**YOUR OBJECTIVE:** From the first line of the records down to the one that holds "course_id = existing_attempt.proctored_exam.course_id", transcribe each line exactly and add nothing.

**PROVIDED RECORDS:**
PR #130, opened 2015-08-31
PHX-122

muhhshoaib:
@afzaledx  @chrisndodge Kindly review the changes for PHX-122.

Fixed the issue when deleting a proctored exam attempt does not remove the record in the CreditRequirementStatus table

### DIFF
--- a/edx_proctoring/api.py
+++ b/edx_proctoring/api.py
@@ -666,12 +666,27 @@ def remove_exam_attempt(attempt_id):
         raise StudentExamAttemptDoesNotExistsException(err_msg)
 
     username = existing_attempt.user.username
+    user_id = existing_attempt.user.id
     course_id = existing_attempt.proctored_exam.course_id
     content_id = existing_attempt.proctored_exam.content_id
+    to_status = existing_attempt.status
+
     existing_attempt.delete_exam_attempt()
     instructor_service = get_runtime_service('instructor')
+
     if instructor_service:
         instructor_service.delete_student_attempt(username, course_id, content_id)
+
+    # see if the status transition this changes credit requirement status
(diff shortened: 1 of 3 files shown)


edx_proctoring/api.py
```diff
@@ -666,13 +666,36 @@ def remove_exam_attempt(attempt_id):
...
+        else:
+            verification = u'failed'
+
+        credit_service.remove_credit_requirement_status(
+            user_id=user_id,
+            course_key_or_id=course_id,
+            req_namespace=u'proctored_exam',
+            req_name=content_id,
+            status=verification
+        )
```
chrisndodge: See note in edx-platform PR about making status parameter optional. I don't think we should compute (up above) what we thing the 'verification' parameter should be. We should simply naively delete any row associated with the user.

edx_proctoring/tests/test_api.py
```diff
@@ -482,6 +482,25 @@ def test_remove_exam_attempt(self):
...
+        """
+
+        proctored_exam_student_attempt = self._create_unstarted_exam_attempt()
+        # now update the status of the exam.
+
+        proctored_exam_student_attempt.status = to_status
+        proctored_exam_student_attempt.save()
+        # now remove exam attempt which calls the credit service method 'remove_credit_requirement_status'
+        remove_exam_attempt(proctored_exam_student_attempt.id)
+
```
chrisndodge: You're not asserting in the test that the requirement_status data was actually removed here :-)

I'll add it so we can merge it in (provided the corresponding change in edx-platform has been +1'd)

chrisndodge:
@muhhshoaib this looks good but your unit tests didn't really assert that the requirement was removed. I updated the test as well as the Mocked credit service to help better simulate it.

PR #136, opened 2015-09-07
SOL-1171

muhhshoaib:
Update timer bar so that it doesn't always refer to a proctored exam


chrisndodge:
+1.

Can you squash commits and merge. Then re-kick off the bokchoy build in edx-platform and see if that test passes.

muhhshoaib:
Squashed and merged.

PR #154, opened 2015-09-16
Cdodge/rdf 3.1 rebase2

chrisndodge:


chrisndodge:
@wedaly I think this is the right PR, I'll have to tag this as 0.9.8 once it merged to the RC branch

PR #159, opened 2015-09-17
DRF Upgrade support

chrisndodge:


chrisndodge:
@afzaledx @muhhshoaib @hasnain-naveed FYI when this lands into master you will have to re-run all requirements to pick up the new version of Django Rest Framework into your working virtualenv.

muhhshoaib:
@chrisndodge sure we will keep in mind.

PR #163, opened 2015-09-18
add some protection about not transition from a completed state to an…

chrisndodge:
… error state


chrisndodge:
@afzaledx @muhhshoaib can one of you two review. I'm thinking about hotpatching edx-proctoring next week. I saw a potential vulnerability where the status could potentially transition from a 'submitted' state to an 'error' state. Not sure if it's happened in production, but we shouldn't allow for that.

Note this is a PR against release and I've bumped the version up to 0.9.7

PR #165, opened 2015-09-20
Rc/2015 09 22

chrisndodge:


chrisndodge:
@afzaledx @muhhshoaib can one of you do a quick review. We need to get this into this upcoming week's release candidate. It addresses a few concerns we are having with proctoring that have come up over the weekend. Thanks.

edx_proctoring/management/commands/set_attempt_status.py
```diff
@@ -0,0 +1,64 @@
...
+                to_status=to_status
+            )
+        )
+        print msg
+
+        if not ProctoredExamStudentAttemptStatus.is_valid_status(to_status):
+            raise Exception('{to_status} is not a valid attempt status!'.format(to_status=to_status))
+
+        # get exam, this will throw exception if does not exist, so let it bomb out
+        get_exam_by_id(exam_id)
```
afzaledx: line 531 of api.py is raising the exception so is this call necessary to raise just the exception?

afzaledx:
:+1:  except for the additional line to fetch the exams which you might want to remove. I didn't actually get the logic behind the line.

edx_proctoring/management/commands/set_attempt_status.py
chrisndodge: yea, basically. I guess there's a better way to do that. I'll change it after the release, because this hash is already tagged 0.9.6d and edx-platform is now pointing to it

edx_proctoring/management/commands/set_attempt_status.py
```diff
@@ -0,0 +1,64 @@
...
+from optparse import make_option
+
+from django.core.management.base import BaseCommand
+
+from edx_proctoring.models import ProctoredExamStudentAttemptStatus
+
+
+class Command(BaseCommand):
+    """
+    Django Management command to force a background check of all possible notifications
```
muhhshoaib: update the docstring.

PR #168, opened 2015-09-22
Return only active exams when asked for a list of proctored exams.

afzaledx:


afzaledx:
@chrisndodge, @muhhshoaib

chrisndodge:
@afzaledx we now have a merge conflict. I'll resolve and force push.

chrisndodge:
@muhhshoaib can you do an initial review?

edx_proctoring/api.py
```diff
@@ -811,7 +811,7 @@ def get_all_exams_for_course(course_id):
     ..
     ]
     """
-    exams = ProctoredExam.get_all_exams_for_course(course_id)
+    exams = ProctoredExam.get_all_exams_for_course(course_id, active_only)
```
muhhshoaib: I think we have to pass `active_only` as a keyword argument like `active_only= active_only`

edx_proctoring/api.py
```diff
@@ -787,7 +787,7 @@ def remove_exam_attempt(attempt_id):
         )
 
 
-def get_all_exams_for_course(course_id):
+def get_all_exams_for_course(course_id, active_only=False):
```
muhhshoaib: We are already passing keyword argument in the models method. I think we can just pass simple parameter here. We are following the same structure elsewhere.

muhhshoaib:
added some comments. Otherwise looks good to me :+1:

edx_proctoring/api.py
afzaledx: active_only seems more readable than is_active.

edx_proctoring/api.py
afzaledx: Made the change.

chrisndodge:
@afzaledx I looked and there's no corresponding PR in edx-platform right? If so, please squash commits and merge.

chrisndodge:
@afzaledx can you rebase and resolve conflicts. Looking at it, I'm not 100% how to resolve it myself. It's not too bad of a merge conflict. Then squash and merge. Thanks.

PR #171, opened 2015-09-23
pull examination review policy from configuration and pass to softwar…

chrisndodge:
…e secure


chrisndodge:
@afzaledx @muhhshoaib can you review?

chrisndodge:
Hold off on review. DevOps is requesting I take a different approach...

PR #224, opened 2018-03-12
Update index.rst

cafferata:
There is no reason for the use ContainerInterface statement when you use the ContainerAwareTrait.


alcaeus:
> There is no reason for the use ContainerInterface statement when you use the ContainerAwareTrait.

Yes there is: https://github.com/doctrine/DoctrineMigrationsBundle/blob/master/Command/DoctrineCommand.php#L93

`ContainerAwareTrait` saves you from implementing the `setContainer` method while the interface tells consuming code that it actually provides a `setContainer` method.

PR #229, opened 2018-06-06
Move phpstan and doctrine/coding-standards to require-dev instead of require.

ccovey:
Noticed that phpstan and coding-standards were in require while I'm guessing these are only necessary in require-dev.


alcaeus:
Thanks Cody!

PR #235, opened 2018-09-05
Some updates in the docs for modern Symfony apps

javiereguiluz:
This morning we were discussing about migrations in Symfony's Slack ... and I realized that the main docs for this bundle still reference too much to old Symfony apps. If you agree, we could update that. Thanks!


jwage:
👍cool. Thx!

PR #241, opened 2018-11-03
Minor

ThomasLandauer:
I'm assuming that "Symfony >= 2.4" only applied to the trait, not to the Interface - is that right?


alcaeus:
> I'm assuming that "Symfony >= 2.4" only applied to the trait, not to the Interface - is that right?

That is correct. Thanks for updating this!

Issue #243, opened 2018-11-16
Remove documentation for "Container Aware Migrations"?


j4nr6n:
Injecting or using application services in your Migrations is discouraged by many in the community. Which makes total sense. But there is also a section in the documentation about [Container Aware Migrations](https://symfony.com/doc/master/bundles/DoctrineMigrationsBundle/index.html#container-aware-migrations)
The documented means of getting the container isn't enough. [Migrations aren't registered as services](https://github.com/symfony/recipes/blob/master/symfony/framework-bundle/4.2/config/services.yaml#L18) by default, so constructor injection doesn't work and the call to `setContainer()` never happens.

Should the docs be updated to add bits about registering Migrations as services? Or should that particular part of the docs be removed? Or something else?

jwage:
I woukd support removing it.

PR #244, opened 2018-11-19
Remove container aware migrations documentation

j4nr6n:
It's not recommended to use services in migrations because they could change or be removed, which could leave your database in an unpredictable state.

In addition, the examples don't work without some extra configuration to register migrations as services, which is also, probably, not a good idea.

See #243 for more information.


alcaeus:
Build failure is unrelated. Thanks @j4nr6n!

PR #250, opened 2019-01-04
fix indentation in config tree builder

kaznovac:
first `->end()` belongs to `->validate()`'s `ExprBuilder`, and the second one is now inline with it's `ScalarNodeDefinition` creator `->scalarNode('organize_migrations')->defaultValue(false)`


jwage:
Thanks!

PR #252, opened 2019-01-09
Update doctrine/migrations dependency to 2.0 now that stable is released

jwage:


xabbuh:
Do we still need the `composer.lock` file (was it added for Scrutinizer?)?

**THE ANSWER:**
PR #130, opened 2015-08-31
PHX-122

muhhshoaib:
@afzaledx  @chrisndodge Kindly review the changes for PHX-122.

Fixed the issue when deleting a proctored exam attempt does not remove the record in the CreditRequirementStatus table

### DIFF
--- a/edx_proctoring/api.py
+++ b/edx_proctoring/api.py
@@ -666,12 +666,27 @@ def remove_exam_attempt(attempt_id):
         raise StudentExamAttemptDoesNotExistsException(err_msg)
 
     username = existing_attempt.user.username
+    user_id = existing_attempt.user.id
     course_id = existing_attempt.proctored_exam.course_id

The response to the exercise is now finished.